* [Information supplied]:
————
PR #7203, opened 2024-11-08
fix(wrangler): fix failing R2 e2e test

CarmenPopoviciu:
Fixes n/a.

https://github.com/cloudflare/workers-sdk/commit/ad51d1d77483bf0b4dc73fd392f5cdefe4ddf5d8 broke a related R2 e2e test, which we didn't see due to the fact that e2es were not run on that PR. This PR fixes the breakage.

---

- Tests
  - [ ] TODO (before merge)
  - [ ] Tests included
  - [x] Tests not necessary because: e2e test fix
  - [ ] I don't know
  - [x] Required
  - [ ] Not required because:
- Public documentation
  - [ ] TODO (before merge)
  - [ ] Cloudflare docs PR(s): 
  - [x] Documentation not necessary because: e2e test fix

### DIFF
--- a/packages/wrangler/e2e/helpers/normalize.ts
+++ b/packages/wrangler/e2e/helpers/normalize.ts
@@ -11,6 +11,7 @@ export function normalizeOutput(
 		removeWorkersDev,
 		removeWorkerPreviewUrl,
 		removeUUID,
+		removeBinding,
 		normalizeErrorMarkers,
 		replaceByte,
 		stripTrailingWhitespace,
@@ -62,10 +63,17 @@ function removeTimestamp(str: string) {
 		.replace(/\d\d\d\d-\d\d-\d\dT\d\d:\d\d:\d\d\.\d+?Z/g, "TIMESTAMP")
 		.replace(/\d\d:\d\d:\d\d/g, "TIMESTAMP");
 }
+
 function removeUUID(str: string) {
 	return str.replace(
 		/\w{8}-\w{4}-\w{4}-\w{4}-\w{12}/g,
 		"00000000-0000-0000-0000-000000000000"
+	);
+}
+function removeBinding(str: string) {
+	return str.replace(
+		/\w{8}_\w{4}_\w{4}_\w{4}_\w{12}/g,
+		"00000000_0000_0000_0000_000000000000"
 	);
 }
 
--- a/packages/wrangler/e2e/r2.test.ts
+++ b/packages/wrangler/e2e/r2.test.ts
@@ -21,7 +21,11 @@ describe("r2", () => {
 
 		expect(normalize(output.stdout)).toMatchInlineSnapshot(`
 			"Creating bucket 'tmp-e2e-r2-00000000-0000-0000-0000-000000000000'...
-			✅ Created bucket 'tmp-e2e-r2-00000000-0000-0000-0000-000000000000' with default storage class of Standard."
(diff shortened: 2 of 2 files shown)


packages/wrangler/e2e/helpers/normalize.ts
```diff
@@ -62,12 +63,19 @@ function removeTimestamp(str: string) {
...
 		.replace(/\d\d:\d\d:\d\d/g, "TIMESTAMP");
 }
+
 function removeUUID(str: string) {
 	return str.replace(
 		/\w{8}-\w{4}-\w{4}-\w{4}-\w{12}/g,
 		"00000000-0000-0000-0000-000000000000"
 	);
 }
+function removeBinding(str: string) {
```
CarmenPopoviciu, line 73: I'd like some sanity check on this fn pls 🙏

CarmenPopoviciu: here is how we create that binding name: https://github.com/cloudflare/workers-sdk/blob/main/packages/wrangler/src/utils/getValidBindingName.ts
————
Each line of the records should be repeated exactly as it stands.

PR #7203, opened 2024-11-08
fix(wrangler): fix failing R2 e2e test

CarmenPopoviciu:
Fixes n/a.

https://github.com/cloudflare/workers-sdk/commit/ad51d1d77483bf0b4dc73fd392f5cdefe4ddf5d8 broke a related R2 e2e test, which we didn't see due to the fact that e2es were not run on that PR. This PR fixes the breakage.

---

- Tests
  - [ ] TODO (before merge)
  - [ ] Tests included
  - [x] Tests not necessary because: e2e test fix
  - [ ] I don't know
  - [x] Required
  - [ ] Not required because:
- Public documentation
  - [ ] TODO (before merge)
  - [ ] Cloudflare docs PR(s): 
  - [x] Documentation not necessary because: e2e test fix

### DIFF
--- a/packages/wrangler/e2e/helpers/normalize.ts
+++ b/packages/wrangler/e2e/helpers/normalize.ts
@@ -11,6 +11,7 @@ export function normalizeOutput(
 		removeWorkersDev,
 		removeWorkerPreviewUrl,
 		removeUUID,
+		removeBinding,
 		normalizeErrorMarkers,
 		replaceByte,
 		stripTrailingWhitespace,
@@ -62,10 +63,17 @@ function removeTimestamp(str: string) {
 		.replace(/\d\d\d\d-\d\d-\d\dT\d\d:\d\d:\d\d\.\d+?Z/g, "TIMESTAMP")
 		.replace(/\d\d:\d\d:\d\d/g, "TIMESTAMP");
 }
+
 function removeUUID(str: string) {
 	return str.replace(
 		/\w{8}-\w{4}-\w{4}-\w{4}-\w{12}/g,
 		"00000000-0000-0000-0000-000000000000"
+	);
+}
+function removeBinding(str: string) {
+	return str.replace(
+		/\w{8}_\w{4}_\w{4}_\w{4}_\w{12}/g,
+		"00000000_0000_0000_0000_000000000000"
 	);
 }
 
--- a/packages/wrangler/e2e/r2.test.ts
+++ b/packages/wrangler/e2e/r2.test.ts
@@ -21,7 +21,11 @@ describe("r2", () => {
 
 		expect(normalize(output.stdout)).toMatchInlineSnapshot(`
 			"Creating bucket 'tmp-e2e-r2-00000000-0000-0000-0000-000000000000'...
-			✅ Created bucket 'tmp-e2e-r2-00000000-0000-0000-0000-000000000000' with default storage class of Standard."
(diff shortened: 2 of 2 files shown)


packages/wrangler/e2e/helpers/normalize.ts
```diff
@@ -62,12 +63,19 @@ function removeTimestamp(str: string) {
...
 		.replace(/\d\d:\d\d:\d\d/g, "TIMESTAMP");
 }
+
 function removeUUID(str: string) {
 	return str.replace(
 		/\w{8}-\w{4}-\w{4}-\w{4}-\w{12}/g,
 		"00000000-0000-0000-0000-000000000000"
 	);
 }
+function removeBinding(str: string) {
```
CarmenPopoviciu, line 73: I'd like some sanity check on this fn pls 🙏

CarmenPopoviciu: here is how we create that binding name: https://github.com/cloudflare/workers-sdk/blob/main/packages/wrangler/src/utils/getValidBindingName.ts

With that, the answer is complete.